Он представляет себе: не старый еще мужчина с усами и бородой, в фуражке с кокардой — Царь Небесный. Точь-в-точь как в календаре над кроватью. Мать, чуть что, в портрет тычет:

— Не балуй, Кузьма! Государь император на тебя смотрит...

Когда приходил сосед Савелий Стремоухов, тоже с бородой и усами, Кузьма спрашивал у него:

— А что это — царство небесное?

Савелий Стремоухов только рукой машет:

— Не жизненный у тебя сын, Евдокия. Весь в отца.

Савелий с отцом Кузьмы раньше приятели были. Они вместе курмышку на продажу гнали. Так у них на Урале вино называется — курмышка. У них для этого дела все приспособлено было в сарае. Главным-то отец Кузьмы был, а Савелий так, помощником у него. А потом отец Кузьмы пропал куда-то, сбежал из дома. Это еще при старой власти, когда царь правил.

Савелий нарочно в Екатеринбург ездил, думал, может, отец где в большом городе пристроился, лучше место нашел. Вернулся он и долго молчал, ничего не рассказывал. А потом проболтался как-то, вина выпил и не выдержал. Говорит, слышал в городе, будто отец Кузьмы шайку завел и грабит людей проезжих. Хотя, конечно, может, люди и врут, что с них взять?
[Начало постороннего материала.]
PR #1712, opened 2020-03-23
Fix/udi 97/have access to children under restricted class

SergiiTao:
Ticket: https://oat-sa.atlassian.net/browse/UDI-97
depends on oat-sa/tao-core#2444


manifest.php
```diff
@@ -47,12 +47,12 @@
...
     'description' => 'TAO QTI test implementation',
     'license'     => 'GPL-2.0',
-    'version'     => '36.3.0',
+    'version'     => '36.4.0',
     'author'      => 'Open Assessment Technologies',
     'requires'    => [
         'taoQtiItem' => '>=20.0.2',
         'taoTests'   => '>=13.2.0',
-        'tao'        => '>=41.1.0',
+        'tao'        => '>=41.5.0',
```
wazelin: You'll probably have to bump it.
The core went beyond this point

PR #1741, opened 2020-04-14
Changed test compilation version to 2.2.

julien-sebire:
Does this resolve the Manual Scoring GapText issue?


Haru0:
Seems we can close it, right @julien-sebire ?

PR #1745, opened 2020-04-20
REF 68 - Offline mode switcher tool

Alroniks:
The task is here https://oat-sa.atlassian.net/browse/REF-68

Changes provide the new script that partially copied from the previous one, but with adjustments that make this script to switcher tool, that able to manage offline mode states between on and off.

## Testing

Еesting consists in verifying that the configuration has returned to its original state after switching the mode on and off.

To turn on offline mode need to run the script:
```
php index.php 'oat\taoQtiTest\scripts\cli\TestRunnerOfflineMode' -m offline
```

To turn off offline mode need to run the script:
```
php index.php 'oat\taoQtiTest\scripts\cli\TestRunnerOfflineMode' -m online
```

If you use Docker, need to perform these actions inside the container with the application.


scripts/cli/TestRunnerOfflineMode.php
```diff
@@ -0,0 +1,271 @@
...
+                        'extension' => null,
+                        'controller' => null,
+                        'action' => 'messages',
+                        'syncActions' => [
+                            'move',
+                            'skip',
+                            'storeTraceData',
+                            'timeout',
+                            'exitTest',
+//                            'getNextItemData', // remove
```
wazelin, line 207: If it's not part of the `disable` action, shouldn't it be removed from `enable` as well, or the other way around?

Alroniks: Yes, sorry, forget about it. I'll remove. Actually enable action set this parameter, but disable should not. But as there is array_merge used, it is enough just to remove this value from the list.

bziondik:
I checked
first, enabled and all works well
then disabled and when I tried to run assessment there was an error
image

scripts/cli/TestRunnerOfflineMode.php
```diff
@@ -0,0 +1,271 @@
...
+
+        if ($e !== null && $d !== null) {
+            throw new ScriptException('Only one action (enable or disable) can be specified per one script call.');
+        }
+
+        if ($e) {
+            return $this->enable();
+        } elseif ($d) {
+            return $this->disable();
+        } else {
```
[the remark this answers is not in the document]
Alroniks: Without it script just gracefully finishes without any notify about parameters. It is not required but increases usability.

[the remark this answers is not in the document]
wazelin: I think @SergiiTao meant the actual `else`, not the body of it ;)

Alroniks:
I simplified the cli interface of the script and added some improvement to avoid CodeClimate swearing.

Alroniks:
@bziondik I fixed issue with a missed provider.

scripts/install/SetOfflineTestRunnerConfig.php
```diff
@@ -24,126 +24,18 @@
...
 namespace oat\taoQtiTest\scripts\install;
 
-use oat\oatbox\AbstractRegistry;
-use oat\oatbox\service\ConfigurableService;
-use oat\taoTests\models\runner\plugins\PluginRegistry;
-use oat\taoTests\models\runner\providers\ProviderRegistry;
-use oat\taoTests\models\runner\providers\TestProvider;
-use oat\tao\model\modules\DynamicModule;
+use common_ext_action_InstallAction;
+use common_report_Report as Report;
```
wazelin, line 28:
```suggestion
use common_report_Report as Report;
use oat\taoQtiTest\scripts\cli\TestRunnerOfflineMode;
```

PR #1742, opened 2020-04-15
Apply French language contributions

habemuscode:
**Related to**

https://oat-sa.atlassian.net/browse/BSA-97

**Description**

Change translations here:

- https://github.com/oat-sa/extension-tao-testqti/blob/6a4e7598078e99e05c87acab77d43632c572bdb6/views/js/controller/creator/templates/testpart.tpl#L11

image

- Button `New Section` in the test, to create new section part
image

- Remove Test Part

- Move Up

- Move Down

PR #1751, opened 2020-04-22
BOSA 97 - Additional fix to French translations

habemuscode:
**Related to**

https://github.com/oat-sa/extension-tao-testqti/pull/1742

**How to test**

imagen


habemuscode:
Ok, so update its only if change on key, not on value, thanks @bziondik

PR #1759, opened 2020-04-26
Update test-runner component

AnastasiaArcadia:
**Related to**
https://oat-sa.atlassian.net/browse/TCA-483

**Description**
KB actions for All / Unanswered / Flagged tabs are incorrectly announced

**How to test**
1. as a user start a test
2. enable JAWS
3. navigate to All / Unanswered / Flagged tabs
4. set focus to each tab, listen to SR's announcements

It should be no announcement of navigation via Arrow keys

#### Dependencies 

Requires :
 - [ ] https://github.com/oat-sa/tao-test-runner-qti-fe/pull/181


scripts/update/Updater.php
```diff
@@ -2028,7 +2028,7 @@ public function update($initialVersion)
 
             $this->setVersion('37.3.0');
         }
-
+
```
ampaveliev, line 2031: Extra spaces

ampaveliev:
**For the PR assignee**. Make sure that the package-lock file has the correct `@oat-sa/tao-test-runner-qti `version

PR #270, opened 2018-12-13
PM with SafeMath

eladmallel:


eladmallel:
Just note that this is branched off of https://github.com/livepeer/protocol/pull/269

contracts/pm/ERC20TicketBroker.sol
```diff
@@ -2,9 +2,9 @@ pragma solidity ^0.4.25;
...
 pragma experimental ABIEncoderV2;
 
-import "openzeppelin-solidity/contracts/token/ERC20/ERC20.sol";
 import "./TicketBroker.sol";
-
+import "openzeppelin-solidity/contracts/token/ERC20/ERC20.sol";
+import "openzeppelin-solidity/contracts/math/SafeMath.sol";
 
 // JUST AN EXAMPLE
 contract ERC20TicketBroker is TicketBroker {
```
yondonfu: Missing a `using SafeMath for uint256`?

contracts/pm/TicketBroker.sol
```diff
@@ -175,7 +176,7 @@ contract TicketBroker {
             sender.penaltyEscrow = 0;
         } else {
             amountToTransfer = _ticket.faceValue;
-            sender.deposit -= _ticket.faceValue;
+            sender.deposit = sender.deposit.sub(_ticket.faceValue);
```
yondonfu: Due to the conditional on L171 (https://github.com/livepeer/protocol/pull/270/commits/db86d2bfb473523d8ada69ae2297bbe3ecf5df6d#diff-baed5767688fca63ab8b4efd937ce4ccR171) we know that this subtraction could never underflow so using SafeMath here just results in some extra unnecessary checks. I do see an argument for applying SafeMath everywhere for consistency sake. What do you think?

eladmallel: I was prioritizing consistency :) If that's cool with you I'm happy to keep this change as-is. wdyt?

contracts/pm/ERC20TicketBroker.sol
eladmallel: Your EDIT is spot on. I removed the imports and using statements in subtypes.

contracts/pm/TicketBroker.sol
yondonfu: Consistency works for me!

Но только через какое-то время возвращается из Екатеринбурга заводской служащий Ермил Штукин, который ездил в город за подарками для своей невесты Натальи Корзинниковой. Так вот Штукин точно сказал, что отца Кузьмы изловили и сослали на каторгу.

Так за отцом Кузьмы и осталось: каторжник. Кто ни придет, непременно отца вспомнит. Особенно Корзинникова Домна Кирилловна, мать Натальи, штукинской невесты. Та взглянет на Кузьму — и на глазах слезы:

— Каторжник у тебя отец, Кузьма! Каторжник и разбойник...
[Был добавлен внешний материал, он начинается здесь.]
Issue #284, opened 2019-04-22
Single approved signer registry


yondonfu:
Orchestrators and broadcaster can use a single registry to approve/revoke signers that sign off-chain data on behalf of their main ETH account. Any contract that supports approved signers should be aware of this registry and during signature validation should:

- Check if the recovered address from a signature matches the provided address
- If not, check if the recovered address is an approved signer in the registry for the provided address

Issue #246, opened 2018-11-19
Used ticket replay attack defense


yondonfu:
We need to prevent recipients from cashing in the same winning ticket on-chain multiples times - each winning ticket can only be cashed in once.

One way to defend against replay attacks is to have the contract maintain a mapping of ticket IDs corresponding to cashed tickets. We can define a ticket ID as the hash of all the relevant metadata in the ticket including the sender specified random nonce so each ticket ID should be unique. When a recipient cashes in a winning ticket, the contract will check if the ticket ID has already been used and if so, the transaction will revert. 

The downside of this solution is that it adds an additional 20000 gas for an SSTORE whenever a recipient cashes a winning ticket thereby increasing the transaction cost.

Other ways to defend against replay attacks include:

- Instead of storing the ticket ID on-chain the contract just emits an event containing the ticket ID. If we assume that the recipients have some economic value staked either inside or outside (i.e. if the probabilistic payment contract is used as a part of a larger contract system) then anyone that submits a ticket ID that was used twice can penalize the recipient that replayed the ticket ID. This would require either a challenge period after a winning ticket is initially submitted or the sender would just lose funds from the replay attack, but the attacker would be slashed later on once the evidence of a replay is submitted.
- Instead of storing each ticket ID in an on-chain mapping we could use a cryptographic accumulator that supports proofs of non-membership - the accumulator would be represented by a short value stored in the contract and can be used along with a proof of non-membership to demonstrate that a ticket ID has not yet been used. Merkle trees are probably not a good candidate because updating the Merkle tree requires knowledge of all the existing leaves and keeping track of all the leaves on-chain would be more expensive than the single SSTORE required for the original on-chain mapping solution. RSA accumulators might work because they support updates without knowledge of the other members of the set, but these are not as well explored for usage in contracts (research is picking up though with their proposed usage in Plasma Cash). We would need to figure out if using such an accumulator and verifying a proof of non-membership is cheap enough such that it is makes sense to use an accumulator instead of an on-chain mapping.

The original solution should work for an initial implementation and research into optimizations can be left for subsequent iterations.

eladmallel:
@yondonfu very interesting idea with the accumulator. Wondering about the gas costs of this approach - wouldn't it be the same gas cost as our current naive approach?

The way I understand the accumulator approach is that for every submitted winning ticket we need to update the accumulator value for that redeemer. This would result in the same SSTORE cost as adding a ticket hash to a mapping, right?

[...]

PR #286, opened 2019-05-01
pm: Refactor TicketBroker and implement reserve logic

### LINKED ISSUE #277: pm: Implement fundReserve() and fundDepositAndReserve()
The `TicketBroker` contract should implement [fundReserve()](https://github.com/livepeer/wiki/blob/master/spec/streamflow/pm.md#funddeposit) and [fundDepositAndReserve()](https://github.com/livepeer/wiki/blob/master/spec/streamflow/pm.md#funddepositandreserve). This will also involve creating the [Reserve](https://github.com/livepeer/wiki/blob/master/spec/streamflow/pm.md#reserve) data structure.

### LINKED ISSUE #278: pm: Implement reserve claiming in redeemWinningTicket()
The `TicketBroker` contract's `redeemWinningTicket()` should claim from a sender's reserve according to the [reserve claiming spec](https://github.com/livepeer/wiki/blob/master/spec/streamflow/pm.md#reserve-claiming).

### LINKED ISSUE #279: pm: Update relevant functions to handle frozen reserve
Many of the `TicketBroker` contract functions need to execute different logic if a sender's reserve is frozen. These functions include:

- [fundDeposit()](https://github.com/livepeer/wiki/blob/master/spec/streamflow/pm.md#funddeposit)
- [unlock()](https://github.com/livepeer/wiki/blob/master/spec/streamflow/pm.md#unlock)
- [cancelUnlock()](https://github.com/livepeer/wiki/blob/master/spec/streamflow/pm.md#cancelunlock)
- [withdraw()](https://github.com/livepeer/wiki/blob/master/spec/streamflow/pm.md#withdraw)

### LINKED ISSUE #280: pm: If old reserve was frozen, migrate remaining funds in fundReserve() and fundReserveAndDeposit()
If a sender's old reserve was frozen and the sender is calling `fundReserve()` or `fundReserveAndDeposit()` after the freeze period, the `TicketBroker` contract should migrate any remaining funds from the sender's old reserve into the sender's new reserve (see the description in the [spec](https://github.com/livepeer/wiki/blob/master/spec/streamflow/pm.md#fundreserve)).

yondonfu:
Closes #277 
Closes #278 
Closes #279 
Closes #280 

- Refactored TicketBroker to use mixins
- Removed non-Livepeer versions of TicketBroker for simplicity
- Removed approved signer logic from TicketBroker in preparation for #284 
- Added reserve logic to TicketBroker

Apologizes for the large commit - I originally split up this PR into different commits for each of the reserve related features, but the refactor resulted in splitting up the original TicketBroker contract into multiple mixin contracts across different files.


dob:
Saw I'm requested as a reviewer here. Thanks for looping me in, but I don't want to be a blocker towards progress. If it's really helpful to get my input at this time, grab me in person for a walkthrough. Thanks!

yondonfu:
> I did some envelope calculation - 10000 concurrent streams at 1/1000 winning percentage over a year yields 2.5G of onchain claimed ticket data.

Is this calculation for keeping track of used tickets on-chain? i.e. marking a winning ticket as used in the contract when it is redeemed

Here is my quick calculation:

```
# Assuming 2 second segments
ticketsInAYear = 10000 streams * ((365 * 24 * 60 * 60) / 2) segments = 157680000000
# 1 out of 1000 tickets win
winningTicketsInAYear = 157680000000 tickets / 1000 = 157680000
# 32 bytes for each ticket
bytesInAYear = 157680000 winning tickets * 32 bytes = 5045760000
gbInAYear = 5045760000 bytes / 1000000000 = 5.04576
```

Storing 32 bytes for each used winning ticket is definitely not great and might actually be problematic in the future if storage rent is introduced (i.e. maintenance costs for a contract based on storage used). While I think this approach to replay attack defense works for now, there is some brainstorming for alternatives in https://github.com/livepeer/protocol/issues/246 that can be a basis for further thinking.

dob:
Pointing out that 1 out of 1000 winning ticks doesn’t make sense to me. That is 2000 seconds or 30 minutes, or something like only 5 cent payout at 10 cent/hr rate. I’m suspecting that to minimize on chain txn costs then winning ticket face values would be like 100-1000x that and therefore 100-1000x less frequent.


________________________________

contracts/pm/mixins/MixinReserve.sol
```diff
@@ -0,0 +1,188 @@
...
+    {
+        ReserveManager storage manager = reserveManagers[_reserveHolder];
+        Reserve storage reserve = manager.reserve;
+
+        // If reserve is not frozen then freeze it
+        if (reserveState(_reserveHolder) == ReserveState.NotFrozen) {
+            uint256 freezeRound = roundsManager().currentRound();
+            // TODO: make sure bondingManager.getTranscoderPoolSize()
+            // returns the locked in # registered for the freeze round
+            uint256 recipientsInFreezeRound = bondingManager().getTranscoderPoolSize();
```
ericxtang: Should we get the size for the entire transcoder pool or the active set here?

yondonfu: We want the size of the entire transcoder pool here because the entire transcoder pool will be the active set once we implement the staking protocol changes. As mentioned in the TODO, we'll need to make sure that there is a way to get the locked in transcoder pool size for a round when we're implementing those changes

А Кузьма отца и не помнит вовсе. Ему уже двенадцатый год, а он отца и в глаза не видел. Тут еще в городе ихнем такое идет — голова кругом. Повсюду солдаты шатаются с винтовками, у лавок очереди. В автомобилях матросы с женщинами разъезжают. На улицах то выстрелы, крики, а то музыка и песни поют. На главной площади особняк купца Семечкина с колоннами весь флагами красными увешан. Не флагами даже, а так, тряпками грязными. Там теперь комиссар Шиндель живет. Каждый день супруга его из дома выходит и в автомобиль открытый садится. На шее у нее, на руках — везде драгоценности.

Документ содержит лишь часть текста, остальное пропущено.